It’s all in the eyes.
Think back to the great teachers you had. What do you recall? Eyes that bathed a classroom in attentiveness, in wisdom, and when appropriate, in mirth.
Now, think of a puppet. The first thing you notice is the not-human eyes.
I hate to say this, with all the “best intentions” and “best practices” afloat, but what policy makers too often have in mind when they “do” education is puppetry.
And so back to school we go, back to age-old challenges and “new,” “improved” long-distance, top-down mandates.
How to generate higher test scores? Will “merit pay” move the needle? What about school uniforms? More charter schools?
The infatuation with charter schools is particularly curious. Basically, here’s what’s special about charters: They have fewer state controls. Well, Mr. Puppeteer, if that makes a difference, why not loosen the strings that jerk traditional public schools and their teachers hither and yon?
How about fewer tests? Less paperwork and busy work? How about less homogenization?
Innovation is a virtue in most workplaces. Why not in the classroom?
On this vast front, two remarkable things recently came out of Texas, that proving ground for the overreaching, over-promising, test-infatuated monster that became No Child Left Behind.
The Texas Legislature this spring voted to require fewer state tests. This, in the parlance of addiction, is one step on the path toward ending dependency.
Lawmakers also loosened core requirements, relieving high schoolers of having to take four years of social studies, and giving them some — gasp — choice.
When members of the state school board said it was their duty to direct school districts on how students should exert this taste of scheduling freedom, State Rep. Jimmy Don Aycock, who chairs the House Public Education Committee, said those are decisions for — gasp – local school districts to make.
In Florida, lawmakers decided that — gasp — one size doesn't really fit all regarding high school graduation. Florida now has an alternative pathway to a high school dipoloma not tied to such a college-level requirement as advanced algebra.
These are developments that rightfully should take one’s breath away in an era of regimentation and standardization.
But let us not celebrate too profusely, for the quest to make education a puppet show goes on unabated.
Washington, for instance, remains an agent of group think and forced marches. Dollars attached to the “Race to the Top” initiative have coerced 45 states to embrace the Common Core standards promoted by the National Governors Association and the Bill and Melinda Gates Foundation.
On paper, Common Core sounds harmless and even elevating, but it’s all in the execution. Policy-makers have shown that they just can’t “reform” in moderation. They have to make every new initiative a gleaming, chariot-strewn production of Ben Hur.
One aspect of the Common Core is an emphasis on reading and writing as they relate to the work force. That sounds unobjectionable.
Then again, one of the problems in the “age of accountability” is how the literary arts (reading, writing) have been reduced to monotony by test-prep exercises.
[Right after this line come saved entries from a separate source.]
PR #1410, opened 2024-02-12
EquipmentMenu: Added check before function call

TimGoll:
Last night I discussed some things with @mexikoedi. One thing we noticed that there are quite a few badly done weapons for TTT that forget to set the weapon base correctly. While this is bad practice and shouldn't be done, most of these weapons still work just fine. Adding this check here makes sure that this populate function is only called if it actually uses the correct base.

### DIFF
--- a/lua/terrortown/menus/gamemode/equipment/base_equipment.lua
+++ b/lua/terrortown/menus/gamemode/equipment/base_equipment.lua
@@ -186,7 +186,9 @@ function CLGAMEMODESUBMENU:Populate(parent)
     end
 
     -- now add custom equipment settings
-    equipment:AddToSettingsMenu(parent)
+    if isfunction(equipment.AddToSettingsMenu) then
+        equipment:AddToSettingsMenu(parent)
+    end
 
     -- stylua: ignore
     hook.Run("TTT2OnEquipmentAddToSettingsMenu", equipment, parent)
--- a/lua/terrortown/menus/gamemode/equipment/base_equipment.lua
+++ b/lua/terrortown/menus/gamemode/equipment/base_equipment.lua
@@ -193,7 +193,7 @@ function CLGAMEMODESUBMENU:Populate(parent)
             1,
             "Weapon '"
                 .. equipment:GetClass()
-                .. "' does't use the weapon_tttbase and can therefore not populate the settings panel."
+                .. "' doesn't use the weapon_tttbase and cannot be added to the settings panel."
         )
     end
 
--- a/lua/terrortown/menus/gamemode/equipment/base_equipment.lua
+++ b/lua/terrortown/menus/gamemode/equipment/base_equipment.lua
@@ -188,6 +188,13 @@ function CLGAMEMODESUBMENU:Populate(parent)
     -- now add custom equipment settings
     if isfunction(equipment.AddToSettingsMenu) then
         equipment:AddToSettingsMenu(parent)
+    else
+        Dev(
+            1,
+            "Weapon '"
+                .. equipment:GetClass()
+                .. "' does't use the weapon_tttbase and can therefore not populate the settings panel."
+        )
     end
 
     -- stylua: ignore
--- a/CHANGELOG.md
+++ b/CHANGELOG.md
@@ -89,7 +89,7 @@ All notable changes to TTT2 will be documented here. Inspired by [keep a changel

The more students see reading and writing as chores, as work, as little more than tickets to a paycheck, the less they will read for pleasure and inspiration. And we will lose.
The metrics of all “school reform” should be the extent to which teachers can teach, in the ideal sense, and students can be inspired.
Scientists have identified a phenomenon called the “ventriloquist effect,” in which one perceives that a sound one hears is coming from some place other than the perceived source.
That’s what’s happening in America’s classrooms. The teachers’ lips are moving, but the sound supplied is from beyond the door. That’s a novelty act, folks. It’s not education.